New Castle News


September 6, 2012

Our Opinion: National debt surpasses $15 trillion mark

NEW CASTLE — Congratulations! You’re now $50,000 in the hole.

We’re not talking about your mortgage, student loan or some other obligation. This is strictly your share of the national debt, which passed $16 trillion last week.

It’s difficult for the average individual to fathom $16 trillion. It’s a number so huge and so esoteric that it’s rendered meaningless.

But $50,000 per person? That hits home. And the idea of carrying around this extra financial burden will cause the average individual to wince.

Of course, your share of the national debt differs from other obligations. If you aren’t paying off your regular debts in timely fashion, you soon wind up in trouble.

While the nation’s debt is constantly paid off, it’s being done by borrowing ever larger amounts of money. In simple terms, the national debt — and your share of it — continues to grow because Uncle Sam is spending more than he’s taking in with taxes.

And an increasing part of that spending is the interest that must be paid to cover Washington’s debt. According to the U.S. Treasury Department, interest paid on the debt in 2011 was more than $454 billion. In 2001, it was $358 billion.

Yet the larger question in all of this must be: How significant is $16 trillion in debt for the United States of America? An individual can have debt, such as with a mortgage, and manage it without problems. The issue is the amount of debt relative to one’s ability to pay it off.

In this regard, America will never pay off its debt. Based on history, it’s a figure that’s likely to grow. That’s not necessarily bad — if the spending remains a manageable portion of the nation’s overall wealth and the money spent helps to build the country’s future.

It’s when debt becomes unmanageable — for individuals as well as governments — that it creates a critical concern. Internationally, countries such as Greece and Spain are dealing with the consequences of excessive debt. And worries about their ability to cover their obligations are roiling economies around the planet. The uncertainties about the debt of these relatively small countries is a major impediment to economic recovery in the United States and elsewhere.

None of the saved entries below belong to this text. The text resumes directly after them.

PR #1124, opened 2021-05-28
Support for hirsute ubuntu

bakulf:


linux/debian/control.prod.hirsute
```diff
@@ -0,0 +1,102 @@
...
+               flex,
+               libqt5charts5-dev (>=5.15.2-2),
+               libqt5networkauth5-dev (>=5.15.2-2),
+               qtbase5-dev (>=5.15.2+dfsg-5),
+               qtbase5-dev-tools (>=5.15.2+dfsg-5),
+               qtdeclarative5-dev (>=5.15.2+dfsg-5),
+               qtdeclarative5-dev-tools (>=5.15.2+dfsg-5),
+               qt5-qmake-bin (>=5.15.2+dfsg-5),
+               qttools5-dev-tools (>=5.15.2-5),
+               libxcb-render0-dev,
```
oskirby, line 17: I would have expected that building against the Ubuntu-provided versions of Qt, we shouldn't need to explicitly call out all of the X11 stuff as Build-Depends since we don't actually link to any X11 stuff in our code directly.

oskirby (approved):

Issue #4366, opened 2022-09-08
Optimise status bar indicator implementation


flozia:
Refactor status bar indicator to only be generated when needed and separate logic for different platforms.

┆Issue is synchronized with this [Jira Task](https://mozilla-hub.atlassian.net/browse/VPN-2852)

Issue #4364, opened 2022-09-08
Black status bar indicator in state main


flozia:
On Linux and Windows the status indicator is black if the VPN is turned off. We need to add another state to match the behaviour with MacOS.

PR #4395, opened 2022-09-09
Fix and simplify status icon indicator

flozia:
## Description

Fixes and simplifies the status indicator color indicator.

## Reference

- #4364
- #4366 

## Checklist
    

src/statusicon.cpp
```diff
@@ -67,38 +72,41 @@ void StatusIcon::activateAnimation() {
...
-const QIcon& StatusIcon::icon() {
-  if (m_icon.isNull()) {
-    stateChanged();
-    Q_ASSERT(!m_icon.isNull());
+      m_indicatorColor = QColor();
+      break;
   }
 
-  return m_icon;
+  return m_indicatorColor;
```
bakulf, line 109: Why do we need this variable?

src/statusicon.cpp
```diff
@@ -176,29 +172,14 @@ QIcon StatusIcon::drawStatusIndicator(const QString& iconUrl) const {
...
+void StatusIcon::setIcon(const QString& iconUrl) {
   logger.debug() << "Set icon" << iconUrl;
 
-  m_iconUrl = iconUrl;
-
-  // If we are in state main and the VPN is on we draw the status indicator
-  // directly onto the image Windows and Linux.
-  if (shouldDrawIndicator) {
+  // Draw the status indicator directly onto the image if needed
+  if (!m_icon.isNull()) {
```
bakulf, line 179: Here you can simply invalidate m_icon

src/statusicon.cpp
```diff
@@ -48,17 +50,20 @@ StatusIcon::StatusIcon() : m_iconUrl(LOGO_GENERIC) {
...
-          [this] { setIcon(m_iconUrl, false); });
-#endif
 }
 
 StatusIcon::~StatusIcon() { MVPN_COUNT_DTOR(StatusIcon); }
 
+const QIcon& StatusIcon::icon() {
+  if (m_icon.isNull()) {
+    // Inits m_icon according to the current state
+    stateChanged();
```
bakulf, line 60: m_icon = draw()

src/statusicon.cpp
```diff
@@ -67,38 +72,41 @@ void StatusIcon::activateAnimation() {
...
-    Q_ASSERT(!m_icon.isNull());
+      m_indicatorColor = QColor();
+      break;
   }
 
-  return m_icon;
+  return m_indicatorColor;
 }
 
 void StatusIcon::stateChanged() {
```
bakulf, line 112: Here you can simply invalidate the m_icon and emit the signal. 
If you do this, you can remove `setIcon`

src/statusicon.h
```diff
@@ -16,37 +16,32 @@ class StatusIcon final : public QObject {
...
-
  public:
   StatusIcon();
   ~StatusIcon();
 
-  QUrl iconUrl() const;
-  const QString& iconString() const { return m_iconUrl; }
   const QIcon& icon();
-  const QColor& indicatorColor() const { return m_indicatorColor; }
+  const QString& iconString() const { return m_iconUrl; }
```
bakulf, line 24: Compute the iconString at each call. And remove m_iconUrl

src/statusicon.h
```diff
@@ -16,37 +16,32 @@ class StatusIcon final : public QObject {
...
   QIcon drawStatusIndicator(const QString& iconUrl) const;
-  void setIcon(const QString& iconUrl, bool shouldDrawIndicator);
-  void setIndicatorColor(const QColor& color);
+  void generateIcon();
+  void setIcon(const QString& iconUrl);
 
  private:
-  QString m_iconUrl;
   QIcon m_icon;
+  QString m_iconUrl;
```
bakulf, line 44: You can remove this or to optimize the code, keep it and use it as a cache like m_icon.
In stateChanged, set it to null.

src/statusicon.h
```diff
@@ -16,37 +16,32 @@ class StatusIcon final : public QObject {
...
   QColor m_indicatorColor;
```
bakulf, line 45: And this

tests/unit/teststatusicon.cpp
```diff
@@ -10,64 +10,49 @@
...
 #else
-  QCOMPARE(si.iconUrl().toString(), "qrc:/ui/resources/logo-generic-mask.png");
   QCOMPARE(si.iconString(), ":/ui/resources/logo-generic-mask.png");
 #endif
 
   TestHelper::vpnState = MozillaVPN::StateMain;
   TestHelper::controllerState = Controller::StateOn;
   si.stateChanged();
 #if defined(MVPN_LINUX) || defined(MVPN_WINDOWS)
-  QCOMPARE(si.iconUrl().toString(), "qrc:/ui/resources/logo-on.png");
```
bakulf, line 33: Why this change? Here we can probably remove all of these #ifdef macro

bakulf (changes requested):

src/statusicon.cpp
flozia: We do not need it and can return the colors directly.

src/statusicon.cpp
```diff
@@ -43,117 +46,122 @@ constexpr const char* LOGO_GENERIC_ON =
...
     default:
-      setIcon(LOGO_GENERIC, false);
+      m_animatedIconTimer.stop();
+      return LOGO_GENERIC;
       break;
   }
 }
 
-QIcon StatusIcon::drawStatusIndicator(const QString& iconUrl) const {
+const QColor& StatusIcon::indicatorColor() {
```
bakulf, line 125: I would not return a reference. Return a QColor

src/statusicon.cpp
```diff
@@ -43,117 +46,122 @@ constexpr const char* LOGO_GENERIC_ON =
...
+      return RED_COLOR;
+    default:
+      logger.error() << "Unhandled status indicator for connection stability";
+      return INVALID_COLOR;
+  }
+
+  return m_indicatorColor;
+}
+
+void StatusIcon::stateChanged() {
```
bakulf, line 151: What about if we call this method `refreshNeeded` or `resetIcon`? Asking because it's not connected to state changing anymore.

tests/unit/teststatusicon.cpp
```diff
@@ -10,64 +10,49 @@
 void TestStatusIcon::basic() {
   StatusIcon si;
 #if defined(MVPN_LINUX) || defined(MVPN_WINDOWS)
-  QCOMPARE(si.iconUrl().toString(), "qrc:/ui/resources/logo-generic.png");
```
bakulf, line 13: You can still keep these tests

bakulf (changes requested):
Great refactoring! Can you please improve the tests? I think you can remove the ifdef and test the single methods on all the platforms.

src/statusicon.cpp
flozia: Sounds good!

tests/unit/teststatusicon.cpp
flozia: The method `iconUrl` is not used anymore.

bakulf (approved):

PR #4403, opened 2022-09-09
Create a task to sign the addons-manifest

ahal:
It turns out that Chain of Trust has a hardcoded list of kinds that are allowed to be part of a release pipeline and fails due to this being an 'addons' task.

We could update this list, but that would involve a new scriptworker release + rollout. It's simpler to move this over to the build kind instead.

## Checklist
    
- [ x ] My code follows the style guidelines for this project
- [ x ] I have not added any packages that contain high risk or unknown licenses (GPL,  LGPL, MPL, etc. consult with DevOps if in question)
- [ x ] I have performed a self review of my own code
- [ x ] I have commented my code PARTICULARLY in hard to understand areas
- [ x ] I have added thorough tests where needed


ahal:
There's currently no release signer for this in autograph, so the task will fail if we attempt to do any release signing with it. Though currently this patch is set up so that it won't run anyway. This is mostly just to get the code in place to help unblock gabriel.

strseb (approved):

America’s debt crisis is not at that state — yet. But the inability of Washington to deal effectively with matters of spending, debt reduction and borrowing led to a lowering of this country’s bond rating this year from AAA to AA-plus. The move was meant as a psychological blow to encourage Washington to get its fiscal and political houses in order. Unfortunately, it didn’t work.

Excessive government borrowing ultimately leads to high interest rates and borrowing costs in the private sector. And the uncertainty over what Washington will do with its fiscal situation produces economic hesitation across the board.

Debt always has consequences. America needs to work to reduce its obligations.